**EXERCISE:** Across all the entries, how many lines hold "different"? Answer with that number and nothing else.

**Stored items from a collection:**
--------

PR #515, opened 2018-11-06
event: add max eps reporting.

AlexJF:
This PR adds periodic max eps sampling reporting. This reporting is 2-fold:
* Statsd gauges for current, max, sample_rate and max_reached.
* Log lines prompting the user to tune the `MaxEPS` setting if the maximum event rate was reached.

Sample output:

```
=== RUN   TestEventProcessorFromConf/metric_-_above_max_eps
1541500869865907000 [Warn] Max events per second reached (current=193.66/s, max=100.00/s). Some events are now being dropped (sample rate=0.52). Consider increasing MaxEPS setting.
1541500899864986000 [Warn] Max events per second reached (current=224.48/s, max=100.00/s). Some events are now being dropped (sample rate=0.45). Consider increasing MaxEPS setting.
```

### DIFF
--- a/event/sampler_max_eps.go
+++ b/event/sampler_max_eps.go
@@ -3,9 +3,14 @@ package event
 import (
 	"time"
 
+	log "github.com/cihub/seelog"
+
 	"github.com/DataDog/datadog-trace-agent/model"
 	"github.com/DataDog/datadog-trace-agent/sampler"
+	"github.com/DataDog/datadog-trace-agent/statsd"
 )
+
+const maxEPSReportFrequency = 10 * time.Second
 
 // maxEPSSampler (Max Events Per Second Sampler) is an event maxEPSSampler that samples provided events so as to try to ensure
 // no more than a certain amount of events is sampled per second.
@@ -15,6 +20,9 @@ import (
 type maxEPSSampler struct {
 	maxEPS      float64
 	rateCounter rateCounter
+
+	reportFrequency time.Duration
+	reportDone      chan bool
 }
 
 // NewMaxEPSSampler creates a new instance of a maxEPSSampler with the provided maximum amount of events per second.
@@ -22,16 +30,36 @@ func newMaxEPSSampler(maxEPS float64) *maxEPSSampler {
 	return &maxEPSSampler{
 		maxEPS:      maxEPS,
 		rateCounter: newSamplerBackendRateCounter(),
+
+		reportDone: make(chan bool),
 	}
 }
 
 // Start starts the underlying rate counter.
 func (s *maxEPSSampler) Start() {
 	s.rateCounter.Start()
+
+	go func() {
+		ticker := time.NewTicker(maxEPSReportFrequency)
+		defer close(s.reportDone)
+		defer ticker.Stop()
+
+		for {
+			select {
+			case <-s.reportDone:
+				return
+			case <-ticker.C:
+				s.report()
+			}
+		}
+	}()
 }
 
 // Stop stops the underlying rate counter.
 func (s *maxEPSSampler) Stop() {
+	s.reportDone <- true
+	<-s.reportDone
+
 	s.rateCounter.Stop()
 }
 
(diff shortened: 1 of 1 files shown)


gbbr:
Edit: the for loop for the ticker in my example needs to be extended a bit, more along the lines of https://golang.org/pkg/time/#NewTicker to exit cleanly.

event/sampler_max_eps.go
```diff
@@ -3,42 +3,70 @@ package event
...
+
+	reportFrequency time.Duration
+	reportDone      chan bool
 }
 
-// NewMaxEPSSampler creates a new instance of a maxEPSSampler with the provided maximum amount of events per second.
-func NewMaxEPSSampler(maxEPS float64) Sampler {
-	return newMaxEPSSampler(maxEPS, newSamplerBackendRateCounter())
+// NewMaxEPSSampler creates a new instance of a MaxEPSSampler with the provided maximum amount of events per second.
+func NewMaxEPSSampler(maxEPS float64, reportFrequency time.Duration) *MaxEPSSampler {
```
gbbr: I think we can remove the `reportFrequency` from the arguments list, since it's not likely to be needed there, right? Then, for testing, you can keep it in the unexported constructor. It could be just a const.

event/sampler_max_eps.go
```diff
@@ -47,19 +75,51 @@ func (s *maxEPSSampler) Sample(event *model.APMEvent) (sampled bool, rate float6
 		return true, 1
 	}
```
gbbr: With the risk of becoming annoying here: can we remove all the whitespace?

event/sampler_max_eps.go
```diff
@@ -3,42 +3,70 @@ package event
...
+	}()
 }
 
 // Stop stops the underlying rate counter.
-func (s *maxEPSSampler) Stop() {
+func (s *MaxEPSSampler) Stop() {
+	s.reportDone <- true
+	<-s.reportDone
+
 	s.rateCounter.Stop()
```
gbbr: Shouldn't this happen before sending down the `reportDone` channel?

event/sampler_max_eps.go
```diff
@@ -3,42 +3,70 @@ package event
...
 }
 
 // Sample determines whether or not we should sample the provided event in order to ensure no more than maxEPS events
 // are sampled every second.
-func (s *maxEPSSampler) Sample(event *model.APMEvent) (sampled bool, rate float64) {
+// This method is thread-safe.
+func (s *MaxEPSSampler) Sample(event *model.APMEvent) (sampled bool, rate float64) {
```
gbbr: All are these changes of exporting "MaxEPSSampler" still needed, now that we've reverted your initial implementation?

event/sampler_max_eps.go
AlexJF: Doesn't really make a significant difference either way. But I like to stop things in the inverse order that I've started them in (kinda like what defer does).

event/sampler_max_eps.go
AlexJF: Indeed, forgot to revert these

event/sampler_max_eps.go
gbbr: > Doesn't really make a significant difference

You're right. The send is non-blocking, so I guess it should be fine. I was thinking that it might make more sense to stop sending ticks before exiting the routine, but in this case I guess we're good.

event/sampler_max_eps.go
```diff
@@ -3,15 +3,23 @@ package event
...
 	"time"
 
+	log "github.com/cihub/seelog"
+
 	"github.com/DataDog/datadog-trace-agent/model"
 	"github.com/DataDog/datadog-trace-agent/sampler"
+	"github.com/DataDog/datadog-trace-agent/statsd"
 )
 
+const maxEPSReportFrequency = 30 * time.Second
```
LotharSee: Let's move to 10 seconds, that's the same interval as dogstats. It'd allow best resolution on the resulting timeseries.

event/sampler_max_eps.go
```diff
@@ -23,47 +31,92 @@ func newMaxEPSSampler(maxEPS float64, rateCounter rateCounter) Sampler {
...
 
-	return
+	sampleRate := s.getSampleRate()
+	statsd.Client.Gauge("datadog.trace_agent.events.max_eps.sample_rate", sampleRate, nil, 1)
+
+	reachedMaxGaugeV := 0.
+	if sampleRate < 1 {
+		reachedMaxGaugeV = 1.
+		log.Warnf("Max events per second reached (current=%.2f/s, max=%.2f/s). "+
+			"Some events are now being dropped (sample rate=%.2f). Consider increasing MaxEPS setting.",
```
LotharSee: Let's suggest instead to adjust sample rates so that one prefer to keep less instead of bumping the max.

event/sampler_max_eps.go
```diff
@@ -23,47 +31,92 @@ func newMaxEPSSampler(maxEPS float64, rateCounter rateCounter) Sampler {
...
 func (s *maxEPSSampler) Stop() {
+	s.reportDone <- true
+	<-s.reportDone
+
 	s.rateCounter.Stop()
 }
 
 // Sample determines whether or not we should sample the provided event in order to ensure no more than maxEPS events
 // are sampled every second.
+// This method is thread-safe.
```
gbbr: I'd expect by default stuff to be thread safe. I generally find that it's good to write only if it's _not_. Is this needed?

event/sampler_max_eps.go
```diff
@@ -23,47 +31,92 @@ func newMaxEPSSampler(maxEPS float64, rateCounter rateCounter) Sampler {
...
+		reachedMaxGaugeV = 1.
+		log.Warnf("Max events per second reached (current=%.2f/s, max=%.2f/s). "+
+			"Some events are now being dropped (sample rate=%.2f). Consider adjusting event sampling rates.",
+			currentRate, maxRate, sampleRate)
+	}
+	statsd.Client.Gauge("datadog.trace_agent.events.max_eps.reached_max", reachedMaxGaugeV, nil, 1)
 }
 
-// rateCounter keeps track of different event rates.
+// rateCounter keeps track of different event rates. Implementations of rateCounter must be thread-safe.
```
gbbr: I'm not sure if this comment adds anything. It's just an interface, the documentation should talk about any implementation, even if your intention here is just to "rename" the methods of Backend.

--------

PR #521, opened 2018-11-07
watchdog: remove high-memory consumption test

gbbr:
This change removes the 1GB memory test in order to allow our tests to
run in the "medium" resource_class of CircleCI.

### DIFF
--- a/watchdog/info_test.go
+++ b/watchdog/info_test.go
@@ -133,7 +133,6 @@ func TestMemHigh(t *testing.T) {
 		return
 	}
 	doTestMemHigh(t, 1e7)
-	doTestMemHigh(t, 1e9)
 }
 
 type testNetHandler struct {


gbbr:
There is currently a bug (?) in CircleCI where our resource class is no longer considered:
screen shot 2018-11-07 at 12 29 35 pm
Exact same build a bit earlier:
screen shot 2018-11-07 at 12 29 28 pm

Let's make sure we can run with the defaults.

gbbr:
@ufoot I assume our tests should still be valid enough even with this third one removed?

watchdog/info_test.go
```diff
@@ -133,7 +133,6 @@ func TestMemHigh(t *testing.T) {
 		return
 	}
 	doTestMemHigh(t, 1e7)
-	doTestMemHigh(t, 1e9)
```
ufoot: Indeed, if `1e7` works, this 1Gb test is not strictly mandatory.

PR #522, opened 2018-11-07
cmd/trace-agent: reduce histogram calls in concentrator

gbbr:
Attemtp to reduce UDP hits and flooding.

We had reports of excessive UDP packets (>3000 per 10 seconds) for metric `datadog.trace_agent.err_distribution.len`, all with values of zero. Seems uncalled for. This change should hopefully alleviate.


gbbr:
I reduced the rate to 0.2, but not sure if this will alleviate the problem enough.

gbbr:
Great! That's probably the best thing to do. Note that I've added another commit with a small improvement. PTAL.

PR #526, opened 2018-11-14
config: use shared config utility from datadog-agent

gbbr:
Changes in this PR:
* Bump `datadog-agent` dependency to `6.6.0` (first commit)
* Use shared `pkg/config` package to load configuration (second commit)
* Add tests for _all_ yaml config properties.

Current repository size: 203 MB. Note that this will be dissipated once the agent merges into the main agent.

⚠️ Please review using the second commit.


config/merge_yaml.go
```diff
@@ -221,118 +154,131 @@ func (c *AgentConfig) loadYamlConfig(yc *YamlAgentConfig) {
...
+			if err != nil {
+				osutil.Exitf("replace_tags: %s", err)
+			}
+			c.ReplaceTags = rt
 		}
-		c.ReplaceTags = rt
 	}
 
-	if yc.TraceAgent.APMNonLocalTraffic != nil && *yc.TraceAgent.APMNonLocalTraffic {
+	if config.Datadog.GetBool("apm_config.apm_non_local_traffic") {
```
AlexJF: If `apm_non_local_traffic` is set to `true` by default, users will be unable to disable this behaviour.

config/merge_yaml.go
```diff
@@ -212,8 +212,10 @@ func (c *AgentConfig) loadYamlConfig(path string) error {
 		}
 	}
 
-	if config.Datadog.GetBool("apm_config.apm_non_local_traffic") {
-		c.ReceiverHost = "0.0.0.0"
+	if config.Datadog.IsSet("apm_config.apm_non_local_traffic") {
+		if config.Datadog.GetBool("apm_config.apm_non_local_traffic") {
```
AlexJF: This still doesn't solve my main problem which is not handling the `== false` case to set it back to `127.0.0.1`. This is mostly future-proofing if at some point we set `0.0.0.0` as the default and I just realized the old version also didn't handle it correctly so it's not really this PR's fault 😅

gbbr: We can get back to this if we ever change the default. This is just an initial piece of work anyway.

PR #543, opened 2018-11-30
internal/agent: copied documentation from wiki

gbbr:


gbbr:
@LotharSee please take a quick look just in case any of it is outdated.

--------

**ANSWER BELOW:** 2